Source records:
______________________________

PR #5960, opened 2024-06-21
fix: ConnectionScopedTelemetry COMPASS-7968

paula-stacho:
### ConnectionScopedTelemetry
Hooks & locator combining `telemetry` and `connectionInfoAccess`, by currying the `connectionId` (from `connectionInfoAccess`) into `track`. They live in `compass-connections`. I'd rather they live in the telemetry, and maybe even be the telemetry default, but right now that would create a circular dependency.

- `useConnectionScopedTelemetry`
- `withConnectionScopedTelemetry`
- `useConnectionScopedTrackOnChange`
- `createConnectionScopedTelemetryLocator`

This covers most cases. Occasionally, the event is outside of `connectionInfoAccess` scope, and we get the `connection_id` in some other way.

### Telemetry strategy

From now on, events & payload have to be registered in `@mongodb-js/compass-telemetry/src/events`. This is a first small step towards having a clear telemetry strategy in the code. Small step because right now, the payload types are mostly placeholders, I am only requiring `connectionId` (where possible).
Adding new events, we should define the actual payload type. For the existing events, we can port the current payload types from the code gradually or via some script (or both 😅 ). // TODO: add a task

### Checklist

## Motivation and Context

- [ ] Bugfix
- [ ] New feature
- [ ] Dependency update
- [ ] Misc

## Types of changes

- [ ] *Backport Needed*


packages/compass-aggregations/src/modules/saved-pipeline.ts
```diff
@@ -209,17 +213,21 @@ export const saveCurrentPipeline =
       id: savedPipeline.id,
       num_stages: stagesLength,
       editor_view_type: mapPipelineModeToEditorViewType(getState()),
+      connectionId: connectionInfoAccess.getCurrentConnectionInfo().id,
```
mcasimir, line 216: `connection_id`

PR #5975, opened 2024-06-26
chore(e2e) take into account the connection name in e2e tests COMPASS-8002 COMPASS-7970

lerouxb:
Also adds the Refresh Databases action to the connection menu

Screenshot 2024-06-27 at 17 10 28


packages/compass-e2e-tests/tests/connection.test.ts
```diff
@@ -212,6 +228,8 @@ async function assertCannotCreateDb(
 
 async function assertCannotCreateCollection(
   browser: CompassBrowser,
+  // TODO(COMPASS-8002): take into account connectionName
```
himanshusinghs, line 231: we should remove these todos now, right?

himanshusinghs (approved):
looking good, just not sure about those todos we still have there referencing COMPASS-8002

packages/compass-e2e-tests/tests/connection.test.ts
lerouxb: The problem is still that the assumption is there that this is the only connection with this database name and collection name. I've changed the interface but internally it isn't robust against there being multiple connections open.

PR #5976, opened 2024-06-26
chore(compass-sidebar): adds CSFLE / Non-Genuine MongoDB markers in the sidebar along with some alignments with the new sidebar design

himanshusinghs:
## Description
Addresses:
- [COMPASS-8000](https://jira.mongodb.org/browse/COMPASS-8000)
- [COMPASS-8024](https://jira.mongodb.org/browse/COMPASS-8024)
- [COMPASS-7957](https://jira.mongodb.org/browse/COMPASS-7957)
- [COMPASS-7877](https://jira.mongodb.org/browse/COMPASS-7877)

(All the above were pretty small tasks and were linked so I included all of them in the same PR)

Designs that were taken for reference are [here](https://www.figma.com/design/4IEA6SVacn9KZvSU1c3oIt/MC-Edge-Cases?node-id=94-19963&t=JmcMPRCImWCkIMfO-0).

Open Questions:
- Should we consider having a small size in the interface for the icon button, given that it [exists for ActionControls already](https://github.com/mongodb-js/compass/blob/main/packages/compass-components/src/components/item-action-controls.tsx#L88-L101) and now [also for the static markers](https://github.com/mongodb-js/compass/pull/5976/files#diff-eb88200ce008588a5505f6c176b5708b8618cfafa1281568746025c151469331R23-R29)?
(Answered: I removed the new usage of small sized IconButton and instead of that using ItemActionControls itself which removes the question altogether.)

Demo:

https://github.com/mongodb-js/compass/assets/10037761/e2982cd0-e55a-4ebc-a92d-6b543f0c92cb

### Checklist

## Motivation and Context

- [ ] Bugfix
- [ ] New feature
- [ ] Dependency update
- [ ] Misc

## Types of changes

- [ ] *Backport Needed*


packages/compass-sidebar/src/components/legacy/sidebar.tsx
```diff
@@ -220,8 +220,8 @@ export function Sidebar({
         />
         <CSFLEConnectionModal
           open={isCSFLEModalVisible}
-          setOpen={(open: boolean) => setIsCSFLEModalVisible(open)}
           csfleMode={csfleMode}
+          onClose={() => setIsCSFLEModalVisible(false)}
```
paula-stacho, line 224: thanks, this makes more sense!

paula-stacho:
Am I looking at the wrong designs? I see in the figma:  icons at 16x16, icon button at 28x28 (that means 6px padding)

packages/compass-sidebar/src/components/legacy/sidebar-databases-navigation.tsx
```diff
@@ -348,6 +348,8 @@ const mapStateToProps: MapStateToProps<
         connectionStatus: ConnectionStatus.Connected,
         isPerformanceTabSupported:
           !isDataLake && !!state.isPerformanceTabSupported[connectionId],
+        isGenuineMongoDB: instance?.genuineMongoDB.isGenuine !== false,
```
paula-stacho, line 351: this feels a tiny bit unsafe, as it really means "is not a confirmed non genuine". most likely not an issue, but I imagined that in the future someone would say "let's show a badge that it's genuine!" and we'd use this bool which is true for undefined.

paula-stacho:
Screenshot 2024-06-27 at 10 59 33

I wonder if we shouldn't align the top and the bottom menu

paula-stacho:
when the scrollbar is in, the lower menu is no longer aligned with the top 🤦 I'm not sure how to address that

Screenshot 2024-06-27 at 10 59 33

himanshusinghs:
> Am I looking at the wrong designs? I see in the figma: icons at 16x16, icon button at 28x28 (that means 6px padding)

I took [these designs](https://www.figma.com/design/4IEA6SVacn9KZvSU1c3oIt/MC-Edge-Cases?node-id=94-19963&t=JmcMPRCImWCkIMfO-0) as reference.
Icons should still be 16x16 both in implementation and in figma but the icon button in Figma is 28px but not in implementation because we have been using 20px icon button (ActionControl) and changing that to 28px made sidebar look pretty odd. So I kept using what was already there.

packages/compass-sidebar/src/components/legacy/sidebar-databases-navigation.tsx
himanshusinghs: I think it gets more clearer when we look at how this (genuineMongoDB) is [computed](https://github.com/mongodb-js/mongodb-build-info/blob/main/index.js#L90-L110) because it is set to false only for explicitly identified conditions. We might as well say that every connection is genuine unless it was explicitly identified not to be.

paula-stacho: ah I see. so looks like this can only be other than a boolean when there is no instance. which shouldn't even happen, feels like we're missing an if somewhere :D

paula-stacho (approved):
Looking fly! 😎

PR #6005, opened 2024-07-10
chore(e2e): port shell e2e usage to multiple connections COMPASS-8004

lerouxb:
This ports tests that use the shell and almost all shell tests. We'll need a small follow-up for doing the last bits once we hide the shell entry points if the shell is disabled. See the TODOs.


packages/compass-components/src/components/workspace-tabs/tab.tsx
```diff
@@ -254,6 +258,8 @@ function Tab({
       tabIndex={isSelected ? 0 : -1}
       aria-controls={tabContentId}
       data-testid="workspace-tab-button"
+      data-connectionName={connectionName}
```
lerouxb, line 261: I added these data attributes so we can be sure we're addressing the right tab.

`connectionName` because even with COMPASS-8038 I think it will be awkward to address. There's only title & subtitle and the breadcrumb is up to four levels deep for a view, not counting the fact that there can be different views for the same breadcrumb (Databases & Shell, for example.)

`type` because title & subtitle will always be ambiguous on their own because the title for the shell tab is the connection name and once we do COMPASS-8049 the Databases tab will also be named after the connection name. The visible difference is the icon.

packages/compass-e2e-tests/tests/global-preferences.test.ts
```diff
@@ -177,6 +177,9 @@ describe('Global preferences', function () {
     const compass = await init(this.test?.fullTitle());
     const browser = compass.browser;
     try {
+      // TODO: check that the shell is there before toggling the section so we
```
lerouxb, line 180: We need a follow-up ticket for once we hide the shell entry points when the shell is disabled.

packages/compass-e2e-tests/tests/global-preferences.test.ts
```diff
@@ -201,6 +204,7 @@ describe('Global preferences', function () {
           'This setting cannot be modified as it has been set in the global Compass configuration file.'
         );
       }
+      // TODO: This just passes for multiple connections because the shell section is never there.
```
lerouxb, line 207: Same ticket number here.

packages/compass-e2e-tests/tests/shell.test.ts
```diff
@@ -60,10 +54,17 @@ describe('Shell', function () {
     await browser.clickVisible(Selectors.ShellInfoModalCloseButton);
     await infoModalElement.waitForDisplayed({ reverse: true });
 
-    await browser.hideShell();
+    await browser.hideShell(connectionName);
   });
 
   it('shows and hides shell based on settings', async function () {
+    // TODO: Leaving this skipped until we decide what we're going to do. hide
```
lerouxb, line 61: And same ticket number here.

packages/compass-e2e-tests/helpers/commands/workspace-tabs.ts
```diff
@@ -0,0 +1,83 @@
...
+    .$(Selectors.CloseWorkspaceTab)
+    .click();
+
+  // wait until the tab goes away and if the confirmation modal opens, maybe confirm
+  await browser.waitUntil(async () => {
+    if (autoConfirmTabClose) {
+      // Tabs in "dirty" state can't be closed without confirmation
+      if (await browser.$(Selectors.ConfirmTabCloseModal).isExisting()) {
+        await browser.clickVisible(
+          browser.$(Selectors.ConfirmTabCloseModal).$('button=Close tab')
```
himanshusinghs, line 28: `$('button=Close tab')`
TIL: Never saw this way of writing a selector before. Question - shouldn't Close tab be quoted?

packages/compass-e2e-tests/tests/logging.test.ts
```diff
@@ -31,8 +29,17 @@ describe('Logging and Telemetry integration', function () {
 
       try {
         await browser.connectWithConnectionString();
-        await browser.shellEval('use test');
-        await browser.shellEval('db.runCommand({ connectionStatus: 1 })');
+
+        if (TEST_MULTIPLE_CONNECTIONS) {
+          // make sure we generate the screen event that the tests expect
+          await browser.navigateToMyQueries();
+        }
```
himanshusinghs, line 36: we probably need to update this, right? because in reality the screen event for 'My Queries' won't be emitted or different ones will be emitted upon connection which we will need to reflect here?
Should we ticket this?

himanshusinghs (commented):
This is looking good, left a few questions.

packages/compass-e2e-tests/tests/logging.test.ts
paula-stacho: for the purpose of testing`telemetry.screens()`, this seems fine to me, and actually probably makes the test more resilient since we don't just assume which screen is open by default

packages/compass-e2e-tests/helpers/commands/connect-with-connection-string.ts
```diff
@@ -71,7 +71,7 @@ export async function connectWithConnectionString(
 
     // some connection should be expanded (ie. connected) by now
     await browser
-      .$(`${Selectors.SidebarTreeItems} [aria-expanded=true]`)
-      .waitForExist({ reverse: true });
```
paula-stacho, line 75: how was this working until now?

packages/compass-e2e-tests/helpers/commands/hide-shell.ts
```diff
@@ -1,12 +1,23 @@
...
 import * as Selectors from '../selectors';
 
-export async function hideShell(browser: CompassBrowser): Promise<void> {
-  await retryWithBackoff(async function () {
-    const shellContentElement = await browser.$(Selectors.ShellContent);
-    if (await shellContentElement.isDisplayed()) {
-      await browser.clickVisible(Selectors.ShellExpandButton);
-    }
-  });
+export async function hideShell(
```
paula-stacho, line 6: maybe we can rename this to closeShell (also the file), so that it's easier to find for the future devs

packages/compass-e2e-tests/helpers/commands/show-shell.ts
```diff
@@ -1,17 +1,43 @@
...
-export async function showShell(browser: CompassBrowser): Promise<void> {
-  // Expand the shVdell
-  await retryWithBackoff(async function () {
-    const shellContentElement = await browser.$(Selectors.ShellContent);
-    if (!(await shellContentElement.isDisplayed())) {
-      // The toasts may be covering the shell, so we need to close them.
-      await browser.hideAllVisibleToasts();
-      await browser.clickVisible(Selectors.ShellExpandButton);
-    }
+export async function showShell(
```
paula-stacho, line 6: similarly here - openShell would be more fitting now

packages/compass-e2e-tests/helpers/commands/connect-with-connection-string.ts
lerouxb: If your selector matches nothing then waitForExist({ reverse: true }) cannot fail :)

PR #6009, opened 2024-07-10
feat(compass-crud): allows nested elements to also expand in steps

himanshusinghs:
## Description
This patch introduces "Show more" fields toggle also on the nested elements which we earlier used to render with all of their children when expanded. With the change, we will the take a similar approach as that of Document, showing only a default number of elements to begin with(set to 25) which user can later change by clicking the toggle.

______________________________

**Task directions:**
Look through the entries above. Copy out every line holding the word "good".

**Exercise response:**
looking good, just not sure about those todos we still have there referencing COMPASS-8002
This is looking good, left a few questions.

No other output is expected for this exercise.